Exercise description: Within the entries that follow, show each line where the word "pages" occurs.

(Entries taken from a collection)
====

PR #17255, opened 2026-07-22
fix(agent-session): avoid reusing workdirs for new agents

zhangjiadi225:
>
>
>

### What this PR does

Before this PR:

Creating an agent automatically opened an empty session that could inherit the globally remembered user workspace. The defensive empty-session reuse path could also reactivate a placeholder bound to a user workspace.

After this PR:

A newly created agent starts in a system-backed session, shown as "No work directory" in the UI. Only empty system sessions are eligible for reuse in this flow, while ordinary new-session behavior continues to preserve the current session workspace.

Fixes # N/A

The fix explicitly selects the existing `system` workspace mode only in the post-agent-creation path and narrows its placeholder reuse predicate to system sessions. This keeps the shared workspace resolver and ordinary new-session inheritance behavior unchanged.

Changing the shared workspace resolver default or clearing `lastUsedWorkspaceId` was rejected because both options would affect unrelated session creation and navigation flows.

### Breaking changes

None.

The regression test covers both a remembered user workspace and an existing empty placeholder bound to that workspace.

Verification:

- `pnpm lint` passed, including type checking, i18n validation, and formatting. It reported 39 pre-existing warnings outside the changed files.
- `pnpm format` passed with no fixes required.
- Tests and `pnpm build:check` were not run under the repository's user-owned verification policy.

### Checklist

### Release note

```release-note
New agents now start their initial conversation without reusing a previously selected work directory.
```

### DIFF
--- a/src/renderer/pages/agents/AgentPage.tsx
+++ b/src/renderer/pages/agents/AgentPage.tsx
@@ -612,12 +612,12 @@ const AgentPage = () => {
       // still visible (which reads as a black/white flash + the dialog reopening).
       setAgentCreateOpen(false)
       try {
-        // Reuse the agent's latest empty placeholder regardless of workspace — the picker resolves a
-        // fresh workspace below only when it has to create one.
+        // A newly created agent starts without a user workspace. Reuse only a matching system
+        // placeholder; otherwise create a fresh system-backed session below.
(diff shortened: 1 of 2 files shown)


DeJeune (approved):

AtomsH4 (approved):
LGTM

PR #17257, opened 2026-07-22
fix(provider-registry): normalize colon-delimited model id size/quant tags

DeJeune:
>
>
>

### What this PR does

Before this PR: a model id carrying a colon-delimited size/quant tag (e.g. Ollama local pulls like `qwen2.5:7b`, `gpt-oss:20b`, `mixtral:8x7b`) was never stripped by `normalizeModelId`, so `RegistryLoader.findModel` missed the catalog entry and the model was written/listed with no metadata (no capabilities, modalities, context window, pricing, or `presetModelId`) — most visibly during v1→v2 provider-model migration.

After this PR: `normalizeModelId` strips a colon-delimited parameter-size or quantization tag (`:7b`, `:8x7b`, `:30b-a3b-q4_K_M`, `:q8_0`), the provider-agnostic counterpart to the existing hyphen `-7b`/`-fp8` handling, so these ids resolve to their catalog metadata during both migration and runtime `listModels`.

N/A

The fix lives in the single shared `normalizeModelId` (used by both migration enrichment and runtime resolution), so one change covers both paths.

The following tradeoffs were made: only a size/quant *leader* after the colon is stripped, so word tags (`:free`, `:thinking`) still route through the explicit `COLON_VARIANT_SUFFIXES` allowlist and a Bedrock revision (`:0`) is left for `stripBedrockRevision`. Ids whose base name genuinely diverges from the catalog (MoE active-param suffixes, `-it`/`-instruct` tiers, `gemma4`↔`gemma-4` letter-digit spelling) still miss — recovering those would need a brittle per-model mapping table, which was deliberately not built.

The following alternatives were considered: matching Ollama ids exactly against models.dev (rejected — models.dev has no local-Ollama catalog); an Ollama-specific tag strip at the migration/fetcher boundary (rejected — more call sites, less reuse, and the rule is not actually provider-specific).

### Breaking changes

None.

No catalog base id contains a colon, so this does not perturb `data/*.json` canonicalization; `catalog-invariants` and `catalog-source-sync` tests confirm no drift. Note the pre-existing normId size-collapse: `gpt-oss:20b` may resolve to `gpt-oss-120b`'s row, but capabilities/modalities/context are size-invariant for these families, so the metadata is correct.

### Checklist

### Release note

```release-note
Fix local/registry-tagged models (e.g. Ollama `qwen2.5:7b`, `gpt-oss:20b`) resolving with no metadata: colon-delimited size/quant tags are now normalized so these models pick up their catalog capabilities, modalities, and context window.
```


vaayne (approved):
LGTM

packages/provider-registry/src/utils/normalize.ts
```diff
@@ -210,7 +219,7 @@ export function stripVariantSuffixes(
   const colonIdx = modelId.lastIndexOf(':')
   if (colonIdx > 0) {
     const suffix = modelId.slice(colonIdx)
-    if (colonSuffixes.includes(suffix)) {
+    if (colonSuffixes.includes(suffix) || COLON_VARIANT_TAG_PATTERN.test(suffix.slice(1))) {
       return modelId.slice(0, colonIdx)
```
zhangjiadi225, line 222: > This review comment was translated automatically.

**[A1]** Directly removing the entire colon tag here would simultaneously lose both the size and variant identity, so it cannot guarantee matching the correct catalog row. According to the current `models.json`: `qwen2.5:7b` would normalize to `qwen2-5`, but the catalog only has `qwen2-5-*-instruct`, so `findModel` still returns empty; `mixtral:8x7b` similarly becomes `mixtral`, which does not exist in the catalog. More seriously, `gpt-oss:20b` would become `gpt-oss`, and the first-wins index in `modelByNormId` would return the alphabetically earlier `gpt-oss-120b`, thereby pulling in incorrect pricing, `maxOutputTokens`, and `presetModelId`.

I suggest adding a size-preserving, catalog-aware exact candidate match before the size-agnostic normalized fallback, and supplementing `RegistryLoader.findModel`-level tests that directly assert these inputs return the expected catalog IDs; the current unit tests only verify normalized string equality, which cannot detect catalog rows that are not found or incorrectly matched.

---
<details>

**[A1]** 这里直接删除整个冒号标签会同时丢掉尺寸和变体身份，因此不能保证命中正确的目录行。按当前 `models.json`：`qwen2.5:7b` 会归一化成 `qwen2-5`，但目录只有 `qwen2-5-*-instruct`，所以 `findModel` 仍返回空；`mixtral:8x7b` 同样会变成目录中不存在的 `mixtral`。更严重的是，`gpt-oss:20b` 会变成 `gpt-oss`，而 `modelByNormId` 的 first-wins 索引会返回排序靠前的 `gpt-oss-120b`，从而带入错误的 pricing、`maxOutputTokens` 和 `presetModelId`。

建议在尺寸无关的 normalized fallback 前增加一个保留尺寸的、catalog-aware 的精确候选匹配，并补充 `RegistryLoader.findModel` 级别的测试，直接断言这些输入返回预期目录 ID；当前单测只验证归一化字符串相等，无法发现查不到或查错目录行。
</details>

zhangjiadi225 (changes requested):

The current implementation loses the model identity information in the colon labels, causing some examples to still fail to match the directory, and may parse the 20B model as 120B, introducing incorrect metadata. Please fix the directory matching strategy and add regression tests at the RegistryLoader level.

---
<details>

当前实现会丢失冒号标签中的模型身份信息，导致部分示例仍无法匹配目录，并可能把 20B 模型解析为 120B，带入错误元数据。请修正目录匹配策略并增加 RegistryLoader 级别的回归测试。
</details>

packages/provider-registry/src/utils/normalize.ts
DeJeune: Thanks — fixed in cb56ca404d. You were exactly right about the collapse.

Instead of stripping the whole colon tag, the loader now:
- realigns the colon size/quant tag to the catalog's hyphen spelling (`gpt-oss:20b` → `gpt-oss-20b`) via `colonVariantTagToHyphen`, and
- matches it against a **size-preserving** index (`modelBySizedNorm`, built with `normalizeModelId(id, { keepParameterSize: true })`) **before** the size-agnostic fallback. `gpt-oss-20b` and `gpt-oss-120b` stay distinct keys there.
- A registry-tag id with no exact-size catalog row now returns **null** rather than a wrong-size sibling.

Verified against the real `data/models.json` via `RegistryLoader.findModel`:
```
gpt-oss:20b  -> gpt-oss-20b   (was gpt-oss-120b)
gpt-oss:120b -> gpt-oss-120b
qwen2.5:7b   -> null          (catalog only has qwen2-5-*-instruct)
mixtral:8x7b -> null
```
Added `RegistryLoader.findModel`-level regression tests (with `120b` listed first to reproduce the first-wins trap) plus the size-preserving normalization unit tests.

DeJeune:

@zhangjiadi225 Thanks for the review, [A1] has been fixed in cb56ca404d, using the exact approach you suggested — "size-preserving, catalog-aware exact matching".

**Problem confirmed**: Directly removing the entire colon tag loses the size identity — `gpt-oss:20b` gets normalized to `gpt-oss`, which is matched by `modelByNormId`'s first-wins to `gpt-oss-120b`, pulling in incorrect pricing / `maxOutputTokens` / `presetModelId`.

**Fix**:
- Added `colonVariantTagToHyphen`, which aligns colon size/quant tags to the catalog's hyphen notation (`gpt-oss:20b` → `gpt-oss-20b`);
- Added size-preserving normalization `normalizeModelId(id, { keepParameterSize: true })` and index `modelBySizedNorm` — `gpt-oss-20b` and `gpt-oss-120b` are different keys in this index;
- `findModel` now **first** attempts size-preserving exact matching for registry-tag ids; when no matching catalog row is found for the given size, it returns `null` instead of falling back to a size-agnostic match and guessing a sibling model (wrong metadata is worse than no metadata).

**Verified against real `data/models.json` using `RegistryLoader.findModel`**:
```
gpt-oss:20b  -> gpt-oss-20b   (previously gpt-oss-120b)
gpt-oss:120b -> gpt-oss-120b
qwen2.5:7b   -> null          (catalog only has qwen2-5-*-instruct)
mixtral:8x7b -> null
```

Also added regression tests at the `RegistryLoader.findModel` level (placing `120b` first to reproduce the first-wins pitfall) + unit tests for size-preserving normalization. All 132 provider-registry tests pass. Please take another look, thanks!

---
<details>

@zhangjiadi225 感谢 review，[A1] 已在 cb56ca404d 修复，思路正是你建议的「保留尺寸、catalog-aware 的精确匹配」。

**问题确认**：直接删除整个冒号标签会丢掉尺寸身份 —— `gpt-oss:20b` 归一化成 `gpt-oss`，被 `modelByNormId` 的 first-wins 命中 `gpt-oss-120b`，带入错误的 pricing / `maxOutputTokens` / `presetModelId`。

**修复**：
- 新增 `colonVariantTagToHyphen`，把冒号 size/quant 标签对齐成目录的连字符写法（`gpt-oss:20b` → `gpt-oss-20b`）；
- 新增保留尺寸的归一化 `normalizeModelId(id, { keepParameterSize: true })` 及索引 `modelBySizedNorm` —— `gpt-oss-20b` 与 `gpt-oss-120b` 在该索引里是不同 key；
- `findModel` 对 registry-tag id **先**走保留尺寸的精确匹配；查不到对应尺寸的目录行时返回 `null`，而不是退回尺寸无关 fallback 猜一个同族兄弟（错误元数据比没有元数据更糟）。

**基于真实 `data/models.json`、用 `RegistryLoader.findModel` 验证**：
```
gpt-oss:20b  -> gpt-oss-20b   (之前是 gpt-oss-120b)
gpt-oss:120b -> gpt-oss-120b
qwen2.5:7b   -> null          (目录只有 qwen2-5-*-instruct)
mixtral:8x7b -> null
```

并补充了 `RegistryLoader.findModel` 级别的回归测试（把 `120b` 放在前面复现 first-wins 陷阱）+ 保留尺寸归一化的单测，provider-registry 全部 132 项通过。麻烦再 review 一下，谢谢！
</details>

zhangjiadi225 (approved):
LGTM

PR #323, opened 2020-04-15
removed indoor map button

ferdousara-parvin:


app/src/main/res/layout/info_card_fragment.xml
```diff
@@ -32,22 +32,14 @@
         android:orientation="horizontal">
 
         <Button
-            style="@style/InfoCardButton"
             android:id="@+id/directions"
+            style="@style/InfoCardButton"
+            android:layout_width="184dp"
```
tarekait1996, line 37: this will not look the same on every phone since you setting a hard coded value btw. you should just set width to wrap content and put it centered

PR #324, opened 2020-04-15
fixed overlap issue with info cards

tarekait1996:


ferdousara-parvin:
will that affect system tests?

====

Solution:
--- a/src/renderer/pages/agents/AgentPage.tsx
+++ b/src/renderer/pages/agents/AgentPage.tsx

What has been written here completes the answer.